RECORDS PROVIDED:
....................
PR #15371, opened 2024-06-28
Remove ambiguous symbols - TCHAR & generic_string

donho:
The "ambiguous symbols (TCHAR & generic_string) are used when Notepad++ suppoted both ANSI & Unicode formats. Since ANSI format of Notepad++ has been dropped (since long time ago), TCHAR & generic_string will be replaced by wchar_t & wstring respectively.

### DIFF
--- a/PowerEditor/src/MISC/Common/Common.cpp
+++ b/PowerEditor/src/MISC/Common/Common.cpp
@@ -29,6 +29,8 @@
 #include <Parameters.h>
 #include "Buffer.h"
 
+using namespace std;
+
 void printInt(int int2print)
 {
 	wchar_t str[32];
@@ -42,7 +44,7 @@ void printStr(const wchar_t *str2print)
 	::MessageBox(NULL, str2print, TEXT(""), MB_OK);
 }
 
-generic_string commafyInt(size_t n)
+wstring commafyInt(size_t n)
 {
 	generic_stringstream ss;
 	ss.imbue(std::locale(""));
@@ -89,9 +91,9 @@ char getDriveLetter()
 }
 
 
-generic_string relativeFilePathToFullFilePath(const wchar_t *relativeFilePath)
+wstring relativeFilePathToFullFilePath(const wchar_t *relativeFilePath)
 {
-	generic_string fullFilePathName;
+	wstring fullFilePathName;
 	wchar_t fullFileName[MAX_PATH];
 	BOOL isRelative = ::PathIsRelative(relativeFilePath);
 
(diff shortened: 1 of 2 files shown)


PowerEditor/src/MISC/Common/Common.cpp
```diff
@@ -31,13 +31,13 @@
 
 void printInt(int int2print)
 {
-	TCHAR str[32];
+	wchar_t str[32];
 	wsprintf(str, TEXT("%d"), int2print);
 	::MessageBox(NULL, str, TEXT(""), MB_OK);
```
xomx, line 38: now it should be:
```
	wsprintfW(str, L"%d", int2print);
	::MessageBoxW(NULL, str, L"", MB_OK);
```

PowerEditor/src/MISC/Common/Common.cpp
```diff
@@ -31,13 +31,13 @@
...
+	wchar_t str[32];
 	wsprintf(str, TEXT("%d"), int2print);
 	::MessageBox(NULL, str, TEXT(""), MB_OK);
 }
 
 
-void printStr(const TCHAR *str2print)
+void printStr(const wchar_t *str2print)
 {
 	::MessageBox(NULL, str2print, TEXT(""), MB_OK);
```
xomx, line 44: ::MessageBoxW(NULL, str2print, L"", MB_OK);

PowerEditor/src/MISC/Common/Common.cpp
```diff
@@ -50,7 +50,7 @@ generic_string commafyInt(size_t n)
 	return ss.str();
 }
 
-std::string getFileContent(const TCHAR *file2read)
+std::string getFileContent(const wchar_t *file2read)
 {
 	if (!::PathFileExists(file2read))
```
xomx, line 57: PathFileExistsW

@donho 
I will not continue in this review, there are so many problems of this type.
E.g. the nearby line 63 should be: `FILE *fp = _wfopen(file2read, L"rb");`

xomx (commented):
@donho 
This PR is not completed.
- the `TEXT("")` and `_T('')` should be replaced by the `L""`.
- A- and T-WINAPIs replaced by the W-variants (`MessageBoxA` and `MessageBox` -> `MessageBoxW`) where appropriate
- ditto A-func and T-funcs with W-funcs ( `fopen` and `_tfopen` -> `_wfopen` )

PowerEditor/src/MISC/Common/Common.cpp
donho: @xomx 
Agree for the TEXT("") and _T('') being replaced by the L"", to make the intention (semantic) of using char or wchar_t more clear. However, adding suffix "W" for all the win32 functions is not necessary to me.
....................
DESCRIPTION OF THE TASK: Transcribe the material above in full, keeping each word unchanged.

REPLY:
PR #15371, opened 2024-06-28
Remove ambiguous symbols - TCHAR & generic_string

donho:
The "ambiguous symbols (TCHAR & generic_string) are used when Notepad++ suppoted both ANSI & Unicode formats. Since ANSI format of Notepad++ has been dropped (since long time ago), TCHAR & generic_string will be replaced by wchar_t & wstring respectively.

### DIFF
--- a/PowerEditor/src/MISC/Common/Common.cpp
+++ b/PowerEditor/src/MISC/Common/Common.cpp
@@ -29,6 +29,8 @@
 #include <Parameters.h>
 #include "Buffer.h"
 
+using namespace std;
+
 void printInt(int int2print)
 {
 	wchar_t str[32];
@@ -42,7 +44,7 @@ void printStr(const wchar_t *str2print)
 	::MessageBox(NULL, str2print, TEXT(""), MB_OK);
 }
 
-generic_string commafyInt(size_t n)
+wstring commafyInt(size_t n)
 {
 	generic_stringstream ss;
 	ss.imbue(std::locale(""));
@@ -89,9 +91,9 @@ char getDriveLetter()
 }
 
 
-generic_string relativeFilePathToFullFilePath(const wchar_t *relativeFilePath)
+wstring relativeFilePathToFullFilePath(const wchar_t *relativeFilePath)
 {
-	generic_string fullFilePathName;
+	wstring fullFilePathName;
 	wchar_t fullFileName[MAX_PATH];
 	BOOL isRelative = ::PathIsRelative(relativeFilePath);
 
(diff shortened: 1 of 2 files shown)


PowerEditor/src/MISC/Common/Common.cpp
```diff
@@ -31,13 +31,13 @@
 
 void printInt(int int2print)
 {
-	TCHAR str[32];
+	wchar_t str[32];
 	wsprintf(str, TEXT("%d"), int2print);
 	::MessageBox(NULL, str, TEXT(""), MB_OK);
```
xomx, line 38: now it should be:
```
	wsprintfW(str, L"%d", int2print);
	::MessageBoxW(NULL, str, L"", MB_OK);
```

PowerEditor/src/MISC/Common/Common.cpp
```diff
@@ -31,13 +31,13 @@
...
+	wchar_t str[32];
 	wsprintf(str, TEXT("%d"), int2print);
 	::MessageBox(NULL, str, TEXT(""), MB_OK);
 }
 
 
-void printStr(const TCHAR *str2print)
+void printStr(const wchar_t *str2print)
 {
 	::MessageBox(NULL, str2print, TEXT(""), MB_OK);
```
xomx, line 44: ::MessageBoxW(NULL, str2print, L"", MB_OK);

PowerEditor/src/MISC/Common/Common.cpp
```diff
@@ -50,7 +50,7 @@ generic_string commafyInt(size_t n)
 	return ss.str();
 }
 
-std::string getFileContent(const TCHAR *file2read)
+std::string getFileContent(const wchar_t *file2read)
 {
 	if (!::PathFileExists(file2read))
```
xomx, line 57: PathFileExistsW

@donho 
I will not continue in this review, there are so many problems of this type.
E.g. the nearby line 63 should be: `FILE *fp = _wfopen(file2read, L"rb");`

xomx (commented):
@donho 
This PR is not completed.
- the `TEXT("")` and `_T('')` should be replaced by the `L""`.
- A- and T-WINAPIs replaced by the W-variants (`MessageBoxA` and `MessageBox` -> `MessageBoxW`) where appropriate
- ditto A-func and T-funcs with W-funcs ( `fopen` and `_tfopen` -> `_wfopen` )

PowerEditor/src/MISC/Common/Common.cpp
donho: @xomx 
Agree for the TEXT("") and _T('') being replaced by the L"", to make the intention (semantic) of using char or wchar_t more clear. However, adding suffix "W" for all the win32 functions is not necessary to me.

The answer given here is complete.